__What to produce__. Check every line below for the word "append" and copy the ones that have it.

(Collected data entries)

PR #39, opened 2024-01-01
Insta cast

JonaLam:
# Description

Added card dragging and insta cast
small rework to effect base to allow for target all effects

## Related issue(s)
 #21 

## List of changes

-Added dragging cards when pressed
-Added cast type enum which automaticly sorts cards into either insta cast or target
-instacast cards can be played by pressing anywhere above player's cards
-target cards move to the side when in cast zone so that the player can target who they want
-Added enum to EffectBase which allows for damageing only a single enemy or all enemies, as well as having cards that do both.
-Right clicking unqueues card


cheesefrycook:
Just pulled and tested, seems to work well! Will do my review in a bit

Cards/CardBase.gd
```diff
@@ -43,19 +43,44 @@ func _apply_all_effects(target: Entity) -> void:
...
+			all_target += [PlayerManager.player]
+		Enums.ApplicationType.ENEMY_ONLY:
+			all_target = CardManager.card_container.battler_refrence._enemy_list
+		Enums.ApplicationType.FRIENDLY_ONLY:
+			all_target = [PlayerManager.player]
+	#apply effect to every target
+	for entity : Entity in all_target:
+		for effect : EffectData in all_effects:
+			_apply_effect(entity, effect)
+
```
cheesefrycook, line 82: I think it will probably be better to move this logic into the Battler, then we could remove the `battler_reference` that we have here. However I believe Turtyo has mentioned there will be future changes to how targeting works. So for now this works fine I suppose.

Cards/CardContainer.gd
```diff
@@ -240,6 +244,7 @@ func _bind_card_input(card: CardWorld) -> void:
 	card_click_handler.on_click.connect(_on_card_clicked.bind(card))
 	card_click_handler.on_mouse_hovering.connect(_on_card_hovering.bind(card))
 	card_click_handler.on_unhover.connect(_on_card_unhovered.bind(card))
+	card_click_handler.on_right_click.connect(on_right_click.bind(card))
```
cheesefrycook, line 247: The problem with having the right click in the ClickHandler is that you always have to right click the card to cancel it. This is a bit annoying when you have a SINGLE_TARGET type card, because it's not going to be at your mouse position

cheesefrycook: So maybe we can check for the right click in `_process` using `Input.is_mouse_button_pressed` or something similar. This way it isn't checking for a click on a specific card

Cards/Movement State/MoveState_Queued.gd
```diff
@@ -23,10 +25,18 @@ func on_state_enter() -> void:
...
+	offset_desired_position += OFFSET_FROM_MOUSE
+	
+	var is_in_play_area : bool = CardManager.card_container.is_queued_card_in_play_area()
+	var is_insta_cast : bool = _state.card.card_cast_type != Enums.CardCastType.INSTA_CAST
 	
-	_state.card.position = _state.card.position.lerp(offset_desired_position, delta * MOVE_SPEED)
+	if(is_in_play_area && is_insta_cast):
+		_state.card.position = _state.card.position.lerp(TARGET_CARD_POS, delta * MOVE_SPEED)
+	else :
+		_state.card.position = _state.card.position.lerp(offset_desired_position, delta * MOVE_SPEED)
```
cheesefrycook, line 39: Maybe we should introduce a new `TARGETING` card state. So the idea is that when you place a card in the play area, if it's `SINGLE_TARGET`, then it enters the `TARGETING` state. Right now, the card will move to the `TARGET_CARD_POSITION` immediately when it enters the play area, which is a bit confusing to me.

cheesefrycook: Actually playing with it a bit more, I think it's fine in the current state. I'd be curious to hear other people's thoughts though

Cards/CardBase.gd
JonaLam: I guess, but it feels more intuitve for me that playing cards happens in the card script, but we can see what's better if changes happen

Cards/CardContainer.gd
JonaLam: Ye, that's fair, I'll do that

Cards/Movement State/MoveState_Queued.gd
JonaLam: I think it will feel better if we add some more effects to make it less confusing, I think it's better that it doesn't require an extra click

Turtyo:
Will check this tomorrow. i'm not too sure about "Added enum to EffectBase which allows for damageing only a single enemy or all enemies, as well as having cards that do both." for two reasons:
- This should be put in the general const file (which exists only in the map generation for now, but it's very useful so i might just do a small issue / PR for that only)
- i'll see how that plays with effects, because effects in themselves already have the ability to damage one or all (and you only need two of those effects to do both)

Maybe right click shouldn't unqueue card because it might be counter intuitive. We could unqueue the card if we click in some areas instead (hand, areas without enemies...). i believe the hovering / selecting a card already works in that way also.

Cards/Movement State/MoveState_Queued.gd
cheesefrycook: Yes I think effects will help a lot. I tested in StS as well and it works pretty much exactly like you have it here

Cards/CardBase.gd
```diff
@@ -35,12 +35,41 @@ func _apply_all_effects(target: Entity) -> void:
 	for effect_data: EffectData in card_effects_data:
 		effect_data.apply_effect_data(target)
 
+func _apply_effect(target : Entity, effect: EffectData):
```
Turtyo, line 38: `EffectBase` already has an `apply_effect` function, and this is not doing much, so I don't really see the goal of this function

Cards/CardBase.gd
```diff
@@ -35,12 +35,41 @@ func _apply_all_effects(target: Entity) -> void:
...
+	effect.apply_effect_data(target)
 
 func can_play_card(caster: Entity, target: Entity) -> bool:
 	return caster.get_party_component().can_play_on_entity(application_type, target)
 
 
-func on_card_play(caster: Entity, target: Entity) -> void:
-	_apply_all_effects(target)
+func on_card_play(caster: Entity, targets: Array[Entity]) -> void:
```
Turtyo, line 45: this honestly feels like it could be moved in the `_apply_all_effects` function, because this is basically what it does

Cards/CardBase.gd
```diff
@@ -35,12 +35,41 @@ func _apply_all_effects(target: Entity) -> void:
...
+	#Split up targeted attacks and all attacks
+	var target_effects: Array[EffectData] = []
+	var all_effects: Array[EffectData] = []
+	
+	for effect_data: EffectData in card_effects_data:
+		if(effect_data.target_type == Enums.TargetType.SINGLE_TARGET):
+			target_effects.push_front(effect_data)
```
Turtyo, line 52: why use `push_front` instead of `append` ? this will make effects play in reverse
for example if you have a card that says "Does A, then B, then C", when we read it the list will be `[A]` then we push B to the front it becomes `[B,A]` then `[C,B,A]`

Cards/CardBase.gd
Turtyo: I agree that matching the type should probably be moved to the battler and given to the card_play maybe. And yes, I will open an issue for the targeting i'm thinking of to see if we agree.
The problem of having all the logic by inside `on_card_play` is also that we will need to reformat it every time we want to change something about the logic. If instead we use functions that do things, we only need to change the sub-function without needing to change the card play in itself. `on_card_play` should only deal with having to play the card, and not knowing how to build the list of effects or knowing how to build the list of targets. Those things should be dealt in their respective functions, and `on_card_play` should only call them.

Cards/CardContainer.gd
```diff
@@ -393,3 +412,18 @@ func _update_card_positions() -> void:
...
+	_unfocus_card(card)
+	card.get_card_movement_component().set_movement_state(Enums.CardMovementState.IN_HAND)
+
+func is_queued_card_in_play_area() -> bool:
+	return get_global_mouse_position().y < play_at_height 
+
+func _handle_queued_card():
+	if(queued_card == null):
+		return
+	if(Input.is_mouse_button_pressed(2)):
```
Turtyo, line 427: what is the 2 here ?

Cards/CardContainer.gd
```diff
@@ -393,3 +412,18 @@ func _update_card_positions() -> void:
 		# set position and rotation
 		movement_component.state_properties.desired_position = Vector2(card_x, card_y)
 		movement_component.state_properties.desired_rotation = rotation_amount
+
+func un_queue_card(card : CardWorld):
```
Turtyo, line 416: wasn't all the queue-ing already done in functions that Cheesy made ?

Turtyo (commented):
I think some functions need to be broken down a bit to be more modular, and so that we don't need to modify their logic every time we change a little thing, and instead change the logic of the sub-functions

Turtyo:
@JonaLam will let you solve the merge conflict, i checked it's just the testing scene, shouldn't be hard

Cards/CardBase.gd
JonaLam: That's fair, I'll change it

Cards/CardBase.gd
JonaLam: I don't know why I did it like that either, I'll change it

Cards/CardBase.gd
JonaLam: That's a good point, I'll at least move some of the logic out to other functions

Cards/CardContainer.gd
JonaLam: I don't think so, I couldn't find anything like that, and the on click function didn't call anything like that so I don't know

Cards/CardContainer.gd
JonaLam: It's for right clicking to cancel, I'll comment it at least for readability

Turtyo: using a variable name would be even better

Cards/CardBase.gd
```diff
@@ -31,29 +31,49 @@ func parse_card_data(card_data: Dictionary) -> void:
...
+	var target_effects: Array[EffectData] = get_target_effects()
+	var all_effects: Array[EffectData] = get_all_effects()
+	
+	#Apply single target
+	_apply_all_effects(targets, target_effects)
+	#Get every unit that is to be affected by card
+	var all_target : Array[Entity] = get_all_targets()
+
+	#apply effect to every target
+	_apply_all_effects(all_target, all_effects)
```
Turtyo, line 54: doesn't this assume all the effects have the same targets ? this might not be the case for a card like "does 1 damage to a selected enemy, heal 1 to self"

Cards/CardBase.gd
```diff
@@ -31,29 +31,49 @@ func parse_card_data(card_data: Dictionary) -> void:
...
-	#Apply single target
-	for entity : Entity in targets:
-		for effect : EffectData in target_effects:
-			effect.apply_effect_data(entity)
-	#Get every unit that is to be affected by card
+			target_effects.append(effect_data)
+			
+	return target_effects
+
+func get_all_effects() -> Array[EffectData]:
```
Turtyo, line 67: the name is a bit ambiguous. I would expect it to mean "all the effects of the card" but you mean it as "all the effects that apply to a target ALL"
`get_effects_target_all` would probably be a clearer name

Cards/CardContainer.gd
Turtyo: @cheesefrycook can you confirm ? I thought I saw something like that in your PR ? or was it a discussion we had but chose to deal with later ?

Cards/CardBase.gd
JonaLam: Right now, they do all have the same target, and it's kinda difficult to affect both sides with one card. There should definitaly be some changes to this, but maybe it should happen with the target changes

Cards/CardBase.gd
JonaLam: I can change that

Cards/CardBase.gd
Turtyo: did you check #42 in link with this ?

JonaLam: Yeah, I saw, I was just thinking that fixing this issue would be better to do in #42, but I could do a bit of refactoring to enable the changes more

Cards/CardContainer.gd
cheesefrycook: Unqueuing a card previously you had to click the card, so I handle that behavior in _on_card_clicked. So this function is useful if you want to unqueue without clicking I guess.

Cards/CardBase.gd
Turtyo: thank you

JonaLam: I can't actually think of a good way of fixing this without just refactoring the whole thing, so I think I'll leave it to #42

Turtyo: alright fair enough, this might be a bit out of the scope anyway

Turtyo:
@JonaLam don't forget to solve the merge conflict with the main

cheesefrycook (dismissed):

Cards/CardBase.gd
Turtyo: @JonaLam unresolving this because i see it's back to the name I had a problem with

Cards/CardBase.gd
```diff
@@ -31,16 +31,45 @@ func parse_card_data(card_data: Dictionary) -> void:
...
 func can_play_card(caster: Entity, target: Entity) -> bool:
 	return caster.get_party_component().can_play_on_entity(application_type, target)
 
 
-func on_card_play(caster: Entity, target: Entity) -> void:
-	_apply_all_effects(target)
+func on_card_play(caster: Entity, targets: Array[Entity]) -> void:
+	#Split up targeted attacks and all attacks
+	var target_effects: Array[EffectData] = get_target_effects()
+	var all_effects: Array[EffectData] = get_all_effects()
```
Turtyo, line 46: would rename to `effects_targeting_all`

Cards/CardBase.gd
```diff
@@ -31,16 +31,45 @@ func parse_card_data(card_data: Dictionary) -> void:
...
+	#Get every unit that is to be affected by card
+	var all_target : Array[Entity] = CardManager.card_container.battler_refrence.get_all_targets(application_type)
+
+	#apply effect to every target
+	_apply_all_effects(all_target, all_effects)
+	
 	CardManager.on_card_action_finished.emit(self)
-	# TODO add other functionality that lots of cards may share (eg: restore AP)
+
+func get_target_effects() -> Array[EffectData]:
```
Turtyo, line 58: would rename to `get_effects_targeting_single`

Cards/CardContainer.gd
```diff
@@ -284,26 +289,40 @@ func _on_phase_changed(new_phase: Enums.Phase, _old_phase: Enums.Phase) -> void:
...
 	else:
 		# If we click a card with no card queued, queue it
 		set_queued_card(card)
 
 		card.get_card_movement_component().set_movement_state(Enums.CardMovementState.QUEUED)
 		_focus_card(card)
 
+func _play_card():
+	var queued_card_data: CardBase = queued_card.card_data
+	var target : Array[Entity]
```
Turtyo, line 318: maybe naming it `list_targets` would be less confusing

Cards/Resource/Card_DamageAll.tres
```diff
@@ -1,20 +1,10 @@
...
-value = 2
 
 [resource]
 script = ExtResource("1_j02oq")
-application_type = null
-card_title = "Damage All"
-card_description = "Deal 2 damage to all enemies"
-card_effects_data = Array[ExtResource("2_kr6on")]([SubResource("Resource_s752v")])
+application_type = 1
+card_title = "NULL"
```
Turtyo, line 8: why set the card title to null ?

Cards/Resource/Card_DamageAll.tres
```diff
@@ -1,20 +1,10 @@
...
+card_description = "NULL"
```
Turtyo, line 9: missing description

Cards/Resource/Card_DamageAll.tres
```diff
@@ -1,20 +1,10 @@
...
+card_effects_data = Array[Resource("res://Cards/Effects/EffectData.gd")]([])
```
Turtyo, line 10: This looks like the array is empty, meaning the card doesn't do anything

Cards/Resource/Card_Damage_EVERYTHING.tres
```diff
@@ -0,0 +1,21 @@
...
+[sub_resource type="Resource" id="Resource_4ktkc"]
+script = ExtResource("2_581pa")
+effect = SubResource("Resource_16eay")
+value = 10
+target_type = 1
+
+[resource]
+script = ExtResource("1_lia0m")
+application_type = 2
+card_title = "NULL"
```
Turtyo, line 19: missing `card_title`

Turtyo (changes requested):

#Scenes/TestingScene.tscn
```diff
@@ -136,22 +133,4 @@ text = "0"
...
-offset_right = -22.0
-offset_bottom = 75.0
-texture_normal = ExtResource("18_b54hn")
-texture_pressed = ExtResource("18_b54hn")
-texture_hover = ExtResource("18_b54hn")
-texture_disabled = ExtResource("18_b54hn")
-texture_focused = ExtResource("18_b54hn")
-stretch_mode = 0
-script = ExtResource("19_ucc6f")
-metadata/_edit_use_anchors_ = true
```
Turtyo, line 155: why was this all removed btw ?

Cards/CardBase.gd
Turtyo: After reading again, it does more than just `_apply_all_effects, so it's fine

Cards/CardBase.gd
Turtyo: Could you give us a little summary of what you moved out ? I don't remember how it was looking at that point

Cards/CardContainer.gd
```diff
@@ -425,7 +425,9 @@ func _handle_queued_card():
 	if(queued_card == null):
 		return
 		
+	var rightMouseButtonIndex : int = 2
```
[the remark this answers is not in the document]
JonaLam: Do we have a file like that?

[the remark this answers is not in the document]
Turtyo: I don't think we do. My PR has a `GLOBAL_VAR.gd` file but that's a bit different.
Basically you go to project settings, autoload and you create a new node file from there then populate it with the variables you need. when you want to call it you do `your_file_class_name.variable`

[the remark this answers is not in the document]
JonaLam: Do you think it would be better to just put it on the input map instead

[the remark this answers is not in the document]
Turtyo: the input map ? i don't remember a file named like that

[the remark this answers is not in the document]
JonaLam: it's a in the prodject settings and I think it would do about the same as the sulution you were proposing, just built into godot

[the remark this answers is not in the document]
Turtyo: I see it allows reconfiguration also. This is a good idea !

Turtyo (changes requested):
`test_health.gd` must be updated to use `Array[Entity]` instead of just `Entity` when using `on_card_play`
The default deck should also use a heal card to test that the insta-cast works on self also (I think it does given Damage EVERYTHING but I prefer to be sure)

Cards/CardBase.gd
JonaLam: I moved out the filtering of single and all target attacks into get_effects_targeting_single and get_effects_target_all respectively, as well as how the function got the array of every target into get_all_targets in the battle manager

cheesefrycook (dismissed):

Turtyo (changes requested):
Those 3 new commits don't address the initial issue that I reported ie all the `on_card_play` calls in `test_health.gd` must be updated to be given an `Array[Entity]` instead of just an `Entity`, given that the insta-cast works with a list of entities.

Do you not run the tests in local and check the stack trace ? This would allow you to find the errors easily. **Please run the GUT tests in local in the future.** 

I need to check why they are passing with the Github action, but this should be more of a safety net than the main way to run the tests anyway.

Cards/CardBase.gd
Turtyo: alright seems nice enough
changes will be made probably due to the targeting PR, but this looks okay
@cheesefrycook feel free to resolve if you feel like it's ok

cheesefrycook (approved):

Cards/CardContainer.gd
```diff
@@ -393,3 +412,20 @@ func _update_card_positions() -> void:
...
+
+func is_queued_card_in_play_area() -> bool:
+	return get_global_mouse_position().y < play_at_height 
+
+func _handle_queued_card():
+	if(queued_card == null):
+		return
+		
+	#check if right button is pressed
+	if(Input.is_action_just_pressed("cancel_queued_card_in_battle")):
```
Tysterman74, line 429: We're calling this in one spot, which is fine for now, but if any other file is going to utilize this action, we would want to create a global file to hold this in, so we can update it in one spot.

Tysterman74 (changes requested):

Cards/CardContainer.gd
Turtyo: I think it's a bit different because of the input map which already holds this

JonaLam: I'm a bit confused, what is it that you want changed here?

Turtyo: the fact you used a string "cancel_queued_card_in_battle" instead of using a variable that holds the string
but in fact, the string is linked to a variable (kinda) with the input map, meaning we already have a central place to hold changes to multiple instances if needed
the only problem we could have is if we decide we don't want to use the name "cancel_queued_card_in_battle", but technically that would be equivalent to changing the name of the variable in itself if we used one (so same problem).

At least if I understood correctly the input map

JonaLam: So you think it's fine as is?

Turtyo (approved):

Cards/CardContainer.gd
Tysterman74: I think this is fine for now, but if we see this being used in another file in another PR we should move it out to a global file.

Tysterman74 (approved):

__Exercise response__.
Turtyo, line 52: why use `push_front` instead of `append` ? this will make effects play in reverse
+			target_effects.append(effect_data)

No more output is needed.